Go through the lines below and copy each one that holds the string "else".

******************************

PR #884, opened 2026-09-18
feat: enable allocation-aware NRI by default

### LINKED ISSUE #814: NRI should be a default option for mokka injection
Right now NRI is described to an optional component that you need to enable to get working. But in reality if you don't do that there is nothing that would enable mokka for custom workloads, so they will be broken.

We should aim for just work experience for our users which means enabling NRI by default as the first-class Mokka component.

Update documentation, helm chart, local env, demos in order to enable NRI by default. Remove NRI demo and anything else that makes NRI look like an addon.

olegleyz:
## Summary

- enable the Helm chart NRI plugin by default and align Kind and EKS containerd runtime configuration
- make delivery allocation-aware per container: unallocated workloads and sidecars remain untouched, while GPU allocations receive the mock userspace driver without widening the selected GPU set
- preserve an explicit `nvml-mock.nvidia.com/devices: "true"` management path for all-GPU visibility without scheduler accounting
- gate InfiniBand and IMEX independently, and complete raw GPU allocations with the common NVIDIA control devices
- extend NRI and DRA coverage for zero-GPU workloads, exact allocation visibility, sidecar isolation, control nodes, and DRA claim visibility
- update the quickstart, architecture, operator documentation, and MEP-0002 follow-up contract

Closes #814.

## Validation

- `make test`
- `make helm-tests` (200 tests)
- `make docs` with the pinned local MkDocs environment
- `GOTOOLCHAIN=go1.26.6 make lint-fix` (generation, tidy, lint, vet, and govulncheck all pass)
- `GOTOOLCHAIN=go1.26.6 go test -tags=e2e -run "^$" ./tests/e2e/go/...`
- `git diff --check`
- `make e2e-nri` was attempted locally but could not start because this host has no `kind-mokka` context; the scenario is covered by PR CI


deployments/nvml-mock/helm/nvml-mock/templates/NOTES.txt
```diff
@@ -13,6 +13,19 @@ build-from-source instructions.
...
+DEFAULT: Ordinary workload through NRI
+
+  The chart deploys the NRI plugin by default. On a containerd node with NRI
+  enabled, a pod needs no GPU request, hostPath, or Mokka-specific environment:
+
+    kubectl run mokka-check --image=debian:bookworm-slim \
+      --restart=Never --command -- nvidia-smi -L
+    kubectl wait --for=jsonpath='{.status.phase}'=Succeeded \
+      pod/mokka-check --timeout=120s
+    kubectl logs mokka-check
```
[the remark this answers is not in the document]
olegleyz: Fixed in 84194252. The default NRI workload section and its trailing separator are now conditional on `nri.enabled`, and the Helm notes suite covers the disabled path. `make helm-tests` passes with 199 tests.

deployments/nvml-mock/helm/nvml-mock/templates/nri-daemonset.yaml
```diff
@@ -60,6 +60,7 @@ spec:
             # warns and injects everything else.
             - --imex-channel-annotation={{ .Values.nri.imexChannelAnnotation }}
             - --imex-channel-host-path={{ .Values.nri.overlay.hostPath }}/driver/dev/nvidia-caps-imex-channels
+            - --infiniband-annotation={{ .Values.nri.infinibandAnnotation }}
```
giuliocalzo, line 63: @olegleyz can we deploy as secondary container the NRI bin instead of having a second DS ?

ArangoGutierrez (commented):
Thanks for this. Tying the NRI overlay to a container's actual GPU allocation instead of injecting every pod on the node is the right default for both device-plugin and DRA clusters.

With `nri.enabled` defaulting to true, a container now gets the driver overlay only through a per-GPU device node, an NVIDIA CDI device (which covers DRA claims) or an explicit annotation, and the new E2E checks pin exact per-allocation visibility in both device-plugin and DRA mode. The open items sit at the edges of that selection rule and in the node image smoke test. Before merge, 6818fea6, 30b1a13d and 25f63748 need a Signed-off-by for DCO, and the branch conflicts with main in gpu-operator-values.yaml and VERSION-MATRIX.md. Main's #860 also changed how the GPU Operator reaches the driver tree, so the gpu-operator E2E needs a fresh run after the rebase.

internal/nri/inject/adjust.go
```diff
@@ -42,6 +48,55 @@ func Adjust(cfg Config, container Container) (Adjustment, bool) {
...
+	}
+	if selected.gpu() {
+		attachGPUs(cfg, container, adjustment)
+		attachAllocatedGPUControls(cfg, container, adjustment)
+	}
+}
+
+func hasAllocatedInfiniBand(container Container) bool {
+	for _, device := range container.Devices {
+		if filepath.Dir(device.Path) == "/dev/infiniband" {
```
ArangoGutierrez: containerd copies every host device node into a privileged container, so on a node with real RDMA hardware (the CI runners expose mlx5, see e308cc2e) `hasAllocatedInfiniBand` classifies privileged pods such as the DRA kubelet plugin, the GPU Operator validator or the documented device plugin run outside kube-system as IB-only and sets `MOCK_NVML_VISIBLE_DEVICES=none`, so they find zero GPUs. That is what dropped the DRA ResourceSlices to [0, 0] at c96cabbb, and it reproduces on kind by creating /dev/infiniband/uverbs0 on a worker, so the `devices: "true"` annotations added afterwards work around it without fixing it. Counting only the IB annotation (or an IB node the mock staged) as evidence, and never forcing `none` from inherited device nodes, keeps unannotated DRA, GPU Operator and device-plugin installs working on RDMA hosts.

deployments/kind-nvidia-cdi/Makefile
```diff
@@ -85,12 +86,17 @@ smoke-verify-runtime:
...
 	config=$$(mktemp); \
-	trap 'rm -f "$$config"' EXIT; \
+	nri=$$(mktemp); \
+	trap 'rm -f "$$config" "$$nri"' EXIT; \
 	$(DOCKER) exec "$$node" containerd config dump > "$$config"; \
 	grep -Eq 'enable_cdi[[:space:]]*=[[:space:]]*true' "$$config"; \
 	grep -Eq "default_runtime_name[[:space:]]*=[[:space:]]*['\"]nvidia['\"]" "$$config"; \
 	grep -Eq 'runtimes\.nvidia' "$$config"; \
 	grep -Eq "BinaryName[[:space:]]*=[[:space:]]*['\"]/usr/bin/nvidia-container-runtime['\"]" "$$config"; \
+	awk '$$0 == "[plugins.\"io.containerd.nri.v1.nri\"]" { active = 1; next } \
```
ArangoGutierrez: containerd 2.2.0's `config dump` prints this table indented as `[plugins.'io.containerd.nri.v1.nri']`, with `socket_path = '/var/run/nri/nri.sock'` single-quoted, so this exact-match awk extracts nothing and both greps fail. kind-node-publish runs this target on the merge push and `publish` needs `smoke-test`, so the NRI-enabled node image would not publish; allowing leading whitespace and either quote style, as the `default_runtime_name` check does, fixes it.

docs/guides/compute-domain/run.sh
```diff
@@ -350,7 +350,6 @@ helm upgrade --install "${RELEASE_NAME}" "${REPO_ROOT}/${CHART_PATH}" \
   --set image.repository=nvml-mock \
   --set image.tag=compute-domain \
   --set gpu.profile=gb200 \
-  --set nri.enabled=true \
   --set imex.mockChannels.enabled=true \
```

******************************

- _Solved exercise_
Update documentation, helm chart, local env, demos in order to enable NRI by default. Remove NRI demo and anything else that makes NRI look like an addon.
             # warns and injects everything else.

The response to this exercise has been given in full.